### Activity
Look through the material below and return every line that contains "opened".

### Data for processing
---*---
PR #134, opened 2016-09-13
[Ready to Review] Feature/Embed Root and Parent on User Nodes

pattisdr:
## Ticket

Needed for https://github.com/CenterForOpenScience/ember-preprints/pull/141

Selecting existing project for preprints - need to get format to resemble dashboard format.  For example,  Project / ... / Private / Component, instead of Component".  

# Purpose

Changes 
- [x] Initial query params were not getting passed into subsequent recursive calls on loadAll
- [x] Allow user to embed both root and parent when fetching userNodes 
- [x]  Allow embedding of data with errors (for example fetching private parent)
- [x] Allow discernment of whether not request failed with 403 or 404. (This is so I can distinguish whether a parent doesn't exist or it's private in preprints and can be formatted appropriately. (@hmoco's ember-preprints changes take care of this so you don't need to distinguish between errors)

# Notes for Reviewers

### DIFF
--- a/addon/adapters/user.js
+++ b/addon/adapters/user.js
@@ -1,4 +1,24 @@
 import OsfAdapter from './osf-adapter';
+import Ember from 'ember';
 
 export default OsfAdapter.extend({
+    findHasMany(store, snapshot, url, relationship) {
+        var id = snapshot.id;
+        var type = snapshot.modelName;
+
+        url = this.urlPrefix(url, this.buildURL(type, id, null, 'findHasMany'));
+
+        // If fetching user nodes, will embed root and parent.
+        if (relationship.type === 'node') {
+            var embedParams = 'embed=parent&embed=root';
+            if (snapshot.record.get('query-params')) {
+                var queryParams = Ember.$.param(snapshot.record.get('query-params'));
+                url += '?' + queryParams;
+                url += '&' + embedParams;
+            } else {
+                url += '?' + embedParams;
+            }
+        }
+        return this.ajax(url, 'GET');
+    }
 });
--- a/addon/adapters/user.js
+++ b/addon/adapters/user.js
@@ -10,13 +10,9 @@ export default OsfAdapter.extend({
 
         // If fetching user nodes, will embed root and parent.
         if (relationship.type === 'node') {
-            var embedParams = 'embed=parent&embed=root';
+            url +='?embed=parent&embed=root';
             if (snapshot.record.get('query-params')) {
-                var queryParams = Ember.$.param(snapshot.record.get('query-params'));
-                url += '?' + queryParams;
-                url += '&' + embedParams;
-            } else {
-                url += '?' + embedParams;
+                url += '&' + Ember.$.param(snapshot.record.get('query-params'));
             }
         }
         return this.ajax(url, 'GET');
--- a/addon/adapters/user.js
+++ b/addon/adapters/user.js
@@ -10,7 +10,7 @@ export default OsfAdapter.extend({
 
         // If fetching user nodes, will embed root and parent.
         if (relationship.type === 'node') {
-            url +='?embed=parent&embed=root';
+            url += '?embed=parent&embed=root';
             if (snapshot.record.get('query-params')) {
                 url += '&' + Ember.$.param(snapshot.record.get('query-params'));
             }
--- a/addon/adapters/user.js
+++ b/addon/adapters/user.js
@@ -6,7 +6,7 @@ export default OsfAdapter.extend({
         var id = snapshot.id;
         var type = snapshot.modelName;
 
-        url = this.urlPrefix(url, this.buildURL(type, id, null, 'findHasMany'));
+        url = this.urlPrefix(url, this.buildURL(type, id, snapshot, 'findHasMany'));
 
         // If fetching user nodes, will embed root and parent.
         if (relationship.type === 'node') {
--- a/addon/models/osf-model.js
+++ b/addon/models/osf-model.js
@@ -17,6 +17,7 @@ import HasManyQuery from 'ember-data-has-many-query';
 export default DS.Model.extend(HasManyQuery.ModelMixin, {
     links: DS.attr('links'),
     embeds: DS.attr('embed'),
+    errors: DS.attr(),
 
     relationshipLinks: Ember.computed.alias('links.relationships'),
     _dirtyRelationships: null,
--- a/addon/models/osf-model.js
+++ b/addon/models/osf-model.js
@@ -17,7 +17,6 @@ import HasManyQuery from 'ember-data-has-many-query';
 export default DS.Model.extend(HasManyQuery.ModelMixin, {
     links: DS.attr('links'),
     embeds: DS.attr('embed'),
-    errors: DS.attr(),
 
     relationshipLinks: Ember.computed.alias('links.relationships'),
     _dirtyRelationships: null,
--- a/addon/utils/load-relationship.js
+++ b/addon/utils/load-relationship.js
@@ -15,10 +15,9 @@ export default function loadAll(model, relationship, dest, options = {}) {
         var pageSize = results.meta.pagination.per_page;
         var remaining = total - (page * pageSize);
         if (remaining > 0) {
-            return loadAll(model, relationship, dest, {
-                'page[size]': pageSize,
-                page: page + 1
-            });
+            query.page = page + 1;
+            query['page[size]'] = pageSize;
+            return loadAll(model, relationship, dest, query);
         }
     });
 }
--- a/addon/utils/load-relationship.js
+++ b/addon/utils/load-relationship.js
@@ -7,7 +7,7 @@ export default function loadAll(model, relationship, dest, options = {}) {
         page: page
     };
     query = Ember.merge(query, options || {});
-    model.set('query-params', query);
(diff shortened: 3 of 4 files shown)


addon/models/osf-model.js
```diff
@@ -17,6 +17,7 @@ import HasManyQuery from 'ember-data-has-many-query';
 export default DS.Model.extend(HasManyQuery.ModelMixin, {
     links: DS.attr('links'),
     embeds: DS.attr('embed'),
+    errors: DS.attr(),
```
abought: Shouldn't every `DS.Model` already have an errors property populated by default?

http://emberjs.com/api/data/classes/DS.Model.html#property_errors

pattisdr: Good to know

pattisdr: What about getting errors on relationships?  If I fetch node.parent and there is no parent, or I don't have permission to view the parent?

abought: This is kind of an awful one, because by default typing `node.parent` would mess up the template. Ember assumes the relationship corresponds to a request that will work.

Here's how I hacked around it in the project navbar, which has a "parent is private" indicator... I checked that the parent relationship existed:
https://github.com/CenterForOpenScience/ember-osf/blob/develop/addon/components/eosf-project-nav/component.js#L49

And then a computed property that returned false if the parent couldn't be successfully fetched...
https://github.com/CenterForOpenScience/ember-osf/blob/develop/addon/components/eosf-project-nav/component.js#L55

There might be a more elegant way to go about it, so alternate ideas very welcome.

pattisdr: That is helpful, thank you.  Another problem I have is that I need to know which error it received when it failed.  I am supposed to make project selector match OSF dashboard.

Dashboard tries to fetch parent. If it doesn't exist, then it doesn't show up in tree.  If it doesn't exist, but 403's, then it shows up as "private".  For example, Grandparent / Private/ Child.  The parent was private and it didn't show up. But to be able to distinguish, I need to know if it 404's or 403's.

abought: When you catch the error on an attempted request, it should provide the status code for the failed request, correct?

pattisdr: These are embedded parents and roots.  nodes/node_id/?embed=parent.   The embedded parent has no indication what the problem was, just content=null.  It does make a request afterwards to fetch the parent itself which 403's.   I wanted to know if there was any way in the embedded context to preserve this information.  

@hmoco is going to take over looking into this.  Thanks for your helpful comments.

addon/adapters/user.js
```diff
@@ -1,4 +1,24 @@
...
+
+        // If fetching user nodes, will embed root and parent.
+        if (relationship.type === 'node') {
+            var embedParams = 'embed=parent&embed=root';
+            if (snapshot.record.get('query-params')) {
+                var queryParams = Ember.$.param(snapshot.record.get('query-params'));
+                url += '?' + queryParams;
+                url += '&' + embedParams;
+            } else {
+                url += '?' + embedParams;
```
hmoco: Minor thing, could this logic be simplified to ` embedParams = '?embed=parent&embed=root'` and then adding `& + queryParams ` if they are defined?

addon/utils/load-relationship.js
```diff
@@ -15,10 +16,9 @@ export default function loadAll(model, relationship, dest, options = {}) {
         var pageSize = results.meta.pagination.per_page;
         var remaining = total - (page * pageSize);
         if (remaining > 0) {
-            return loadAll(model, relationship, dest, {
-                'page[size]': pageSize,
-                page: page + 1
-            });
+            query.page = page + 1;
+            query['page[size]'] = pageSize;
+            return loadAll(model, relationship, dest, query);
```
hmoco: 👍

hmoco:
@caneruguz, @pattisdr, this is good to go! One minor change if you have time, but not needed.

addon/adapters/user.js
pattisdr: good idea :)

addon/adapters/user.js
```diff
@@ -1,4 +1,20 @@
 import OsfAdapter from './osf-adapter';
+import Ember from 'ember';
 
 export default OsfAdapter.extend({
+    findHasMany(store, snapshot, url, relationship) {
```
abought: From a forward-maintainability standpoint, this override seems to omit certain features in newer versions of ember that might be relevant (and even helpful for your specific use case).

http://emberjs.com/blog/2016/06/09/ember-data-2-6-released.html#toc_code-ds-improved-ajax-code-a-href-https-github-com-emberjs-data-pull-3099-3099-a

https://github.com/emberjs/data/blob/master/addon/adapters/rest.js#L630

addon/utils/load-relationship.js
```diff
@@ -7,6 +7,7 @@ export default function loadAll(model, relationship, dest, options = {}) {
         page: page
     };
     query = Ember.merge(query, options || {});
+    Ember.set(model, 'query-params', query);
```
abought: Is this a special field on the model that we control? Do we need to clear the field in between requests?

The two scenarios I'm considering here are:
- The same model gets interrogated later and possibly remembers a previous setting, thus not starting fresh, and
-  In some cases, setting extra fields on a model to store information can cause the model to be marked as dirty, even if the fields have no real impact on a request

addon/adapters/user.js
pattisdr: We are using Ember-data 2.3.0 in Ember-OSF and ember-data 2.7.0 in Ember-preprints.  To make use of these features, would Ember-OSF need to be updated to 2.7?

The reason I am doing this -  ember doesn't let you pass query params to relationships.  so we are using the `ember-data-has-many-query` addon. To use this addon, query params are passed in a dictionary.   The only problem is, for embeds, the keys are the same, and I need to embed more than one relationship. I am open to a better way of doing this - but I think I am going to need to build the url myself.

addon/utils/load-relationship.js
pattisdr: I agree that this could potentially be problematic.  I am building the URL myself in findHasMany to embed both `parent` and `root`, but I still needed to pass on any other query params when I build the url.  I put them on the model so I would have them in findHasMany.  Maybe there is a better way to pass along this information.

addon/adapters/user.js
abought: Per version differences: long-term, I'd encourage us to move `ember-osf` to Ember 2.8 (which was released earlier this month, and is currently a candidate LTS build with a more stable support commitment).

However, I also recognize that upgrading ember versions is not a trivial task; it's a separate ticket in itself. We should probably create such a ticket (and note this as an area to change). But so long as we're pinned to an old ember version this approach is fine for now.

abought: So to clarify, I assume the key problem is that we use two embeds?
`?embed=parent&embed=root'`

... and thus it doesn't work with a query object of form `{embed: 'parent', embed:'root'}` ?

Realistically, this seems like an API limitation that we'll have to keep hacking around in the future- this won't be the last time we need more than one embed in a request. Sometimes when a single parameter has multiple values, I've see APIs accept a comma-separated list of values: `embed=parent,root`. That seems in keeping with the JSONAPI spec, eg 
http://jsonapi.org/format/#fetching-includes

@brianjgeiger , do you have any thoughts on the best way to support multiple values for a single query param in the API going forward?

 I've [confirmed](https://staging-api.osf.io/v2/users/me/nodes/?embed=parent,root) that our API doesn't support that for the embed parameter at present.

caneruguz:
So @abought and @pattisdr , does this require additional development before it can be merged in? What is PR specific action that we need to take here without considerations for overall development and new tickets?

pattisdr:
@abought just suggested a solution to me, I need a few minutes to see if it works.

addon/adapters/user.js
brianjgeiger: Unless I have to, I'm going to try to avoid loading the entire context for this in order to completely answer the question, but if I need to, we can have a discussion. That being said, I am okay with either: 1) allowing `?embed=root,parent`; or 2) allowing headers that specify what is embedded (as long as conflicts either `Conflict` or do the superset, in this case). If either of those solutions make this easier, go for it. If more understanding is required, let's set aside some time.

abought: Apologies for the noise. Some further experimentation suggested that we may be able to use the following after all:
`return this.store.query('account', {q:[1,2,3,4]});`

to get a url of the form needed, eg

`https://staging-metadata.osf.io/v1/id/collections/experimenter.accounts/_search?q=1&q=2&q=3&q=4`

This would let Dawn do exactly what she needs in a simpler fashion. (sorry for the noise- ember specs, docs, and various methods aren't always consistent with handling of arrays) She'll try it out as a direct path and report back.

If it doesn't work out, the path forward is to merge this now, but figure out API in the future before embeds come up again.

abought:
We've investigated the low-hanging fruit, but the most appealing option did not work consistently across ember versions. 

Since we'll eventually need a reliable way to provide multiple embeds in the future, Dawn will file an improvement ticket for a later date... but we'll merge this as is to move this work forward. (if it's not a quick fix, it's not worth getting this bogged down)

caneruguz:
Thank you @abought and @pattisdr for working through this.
---*---
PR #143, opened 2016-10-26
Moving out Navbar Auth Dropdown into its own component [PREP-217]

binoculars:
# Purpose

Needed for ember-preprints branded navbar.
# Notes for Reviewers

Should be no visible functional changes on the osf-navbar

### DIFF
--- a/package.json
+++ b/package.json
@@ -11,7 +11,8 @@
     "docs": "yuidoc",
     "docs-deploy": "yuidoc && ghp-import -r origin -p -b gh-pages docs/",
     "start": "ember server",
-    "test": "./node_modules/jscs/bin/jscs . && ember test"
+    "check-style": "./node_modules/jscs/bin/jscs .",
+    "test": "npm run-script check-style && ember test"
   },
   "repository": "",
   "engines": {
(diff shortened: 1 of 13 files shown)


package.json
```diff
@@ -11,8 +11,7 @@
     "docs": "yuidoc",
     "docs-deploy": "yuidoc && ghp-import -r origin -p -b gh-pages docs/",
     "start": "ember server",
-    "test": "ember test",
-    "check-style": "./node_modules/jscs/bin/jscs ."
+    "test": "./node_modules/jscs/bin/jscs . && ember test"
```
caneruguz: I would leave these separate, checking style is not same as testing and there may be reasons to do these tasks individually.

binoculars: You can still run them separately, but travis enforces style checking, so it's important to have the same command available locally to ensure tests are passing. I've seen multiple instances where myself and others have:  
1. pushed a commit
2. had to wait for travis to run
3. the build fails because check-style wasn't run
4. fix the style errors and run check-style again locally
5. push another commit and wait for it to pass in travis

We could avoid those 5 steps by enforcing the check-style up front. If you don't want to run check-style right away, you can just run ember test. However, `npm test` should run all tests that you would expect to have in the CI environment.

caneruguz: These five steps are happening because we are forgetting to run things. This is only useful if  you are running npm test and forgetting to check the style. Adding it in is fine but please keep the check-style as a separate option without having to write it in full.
---*---
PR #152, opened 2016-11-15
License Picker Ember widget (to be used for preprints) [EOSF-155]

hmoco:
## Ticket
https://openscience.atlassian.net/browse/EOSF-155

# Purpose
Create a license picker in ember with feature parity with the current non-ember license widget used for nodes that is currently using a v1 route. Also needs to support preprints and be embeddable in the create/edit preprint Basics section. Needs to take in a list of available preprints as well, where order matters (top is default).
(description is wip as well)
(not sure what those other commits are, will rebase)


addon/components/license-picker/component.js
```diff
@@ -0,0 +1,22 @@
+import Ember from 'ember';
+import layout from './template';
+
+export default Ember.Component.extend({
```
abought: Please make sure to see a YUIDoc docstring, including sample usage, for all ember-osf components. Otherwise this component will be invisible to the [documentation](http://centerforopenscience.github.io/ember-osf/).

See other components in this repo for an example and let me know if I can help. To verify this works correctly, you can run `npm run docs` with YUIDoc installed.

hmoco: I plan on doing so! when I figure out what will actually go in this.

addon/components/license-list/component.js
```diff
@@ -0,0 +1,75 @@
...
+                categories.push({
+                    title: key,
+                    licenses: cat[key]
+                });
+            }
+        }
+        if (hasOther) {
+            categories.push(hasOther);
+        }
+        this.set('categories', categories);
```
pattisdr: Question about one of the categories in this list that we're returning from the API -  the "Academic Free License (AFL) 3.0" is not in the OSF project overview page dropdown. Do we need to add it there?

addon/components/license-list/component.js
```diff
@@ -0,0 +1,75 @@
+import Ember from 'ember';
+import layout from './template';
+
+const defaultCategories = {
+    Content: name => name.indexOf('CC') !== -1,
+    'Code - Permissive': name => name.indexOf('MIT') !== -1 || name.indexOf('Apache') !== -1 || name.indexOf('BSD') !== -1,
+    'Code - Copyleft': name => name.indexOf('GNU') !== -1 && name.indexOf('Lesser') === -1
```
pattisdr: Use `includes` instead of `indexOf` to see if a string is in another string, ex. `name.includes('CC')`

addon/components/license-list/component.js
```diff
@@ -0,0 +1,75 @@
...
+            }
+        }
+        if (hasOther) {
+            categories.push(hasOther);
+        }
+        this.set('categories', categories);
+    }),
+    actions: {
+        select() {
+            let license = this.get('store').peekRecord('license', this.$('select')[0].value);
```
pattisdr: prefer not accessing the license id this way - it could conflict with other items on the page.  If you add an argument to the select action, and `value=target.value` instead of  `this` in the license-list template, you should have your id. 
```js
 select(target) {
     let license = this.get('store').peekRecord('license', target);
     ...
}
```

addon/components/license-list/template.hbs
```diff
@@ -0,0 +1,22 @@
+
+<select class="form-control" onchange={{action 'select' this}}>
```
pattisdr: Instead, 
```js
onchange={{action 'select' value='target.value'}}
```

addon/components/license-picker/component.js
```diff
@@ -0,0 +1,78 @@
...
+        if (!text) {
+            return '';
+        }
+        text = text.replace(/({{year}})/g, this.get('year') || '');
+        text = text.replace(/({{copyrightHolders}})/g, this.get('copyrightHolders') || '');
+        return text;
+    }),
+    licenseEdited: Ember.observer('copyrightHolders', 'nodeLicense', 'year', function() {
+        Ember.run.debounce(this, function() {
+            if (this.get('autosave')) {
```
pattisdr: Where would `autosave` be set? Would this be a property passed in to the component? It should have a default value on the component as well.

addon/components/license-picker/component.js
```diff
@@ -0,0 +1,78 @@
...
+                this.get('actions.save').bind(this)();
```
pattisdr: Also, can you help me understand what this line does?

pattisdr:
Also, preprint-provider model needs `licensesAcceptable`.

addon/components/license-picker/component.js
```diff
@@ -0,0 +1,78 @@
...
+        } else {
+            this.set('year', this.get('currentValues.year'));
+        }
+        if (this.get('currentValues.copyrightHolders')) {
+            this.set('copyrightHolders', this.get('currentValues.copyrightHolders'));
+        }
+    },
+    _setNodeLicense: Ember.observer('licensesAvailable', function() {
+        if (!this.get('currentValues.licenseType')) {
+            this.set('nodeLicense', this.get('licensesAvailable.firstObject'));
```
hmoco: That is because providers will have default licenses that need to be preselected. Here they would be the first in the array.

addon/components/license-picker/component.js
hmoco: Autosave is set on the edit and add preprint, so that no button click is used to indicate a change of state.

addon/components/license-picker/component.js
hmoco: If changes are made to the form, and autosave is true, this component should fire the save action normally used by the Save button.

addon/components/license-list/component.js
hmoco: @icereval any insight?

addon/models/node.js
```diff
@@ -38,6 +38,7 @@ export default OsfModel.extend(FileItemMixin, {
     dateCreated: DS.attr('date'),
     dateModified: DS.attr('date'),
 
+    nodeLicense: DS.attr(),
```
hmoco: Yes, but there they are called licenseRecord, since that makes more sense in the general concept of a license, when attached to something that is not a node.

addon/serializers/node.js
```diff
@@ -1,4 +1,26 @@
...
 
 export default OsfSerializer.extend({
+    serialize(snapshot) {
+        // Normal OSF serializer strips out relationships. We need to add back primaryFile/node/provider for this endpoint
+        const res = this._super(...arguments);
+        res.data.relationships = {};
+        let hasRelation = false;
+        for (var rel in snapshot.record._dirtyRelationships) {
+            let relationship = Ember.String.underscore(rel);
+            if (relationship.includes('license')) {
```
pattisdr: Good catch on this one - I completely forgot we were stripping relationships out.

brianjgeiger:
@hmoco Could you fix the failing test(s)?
---*---
### Response
PR #134, opened 2016-09-13
PR #143, opened 2016-10-26
PR #152, opened 2016-11-15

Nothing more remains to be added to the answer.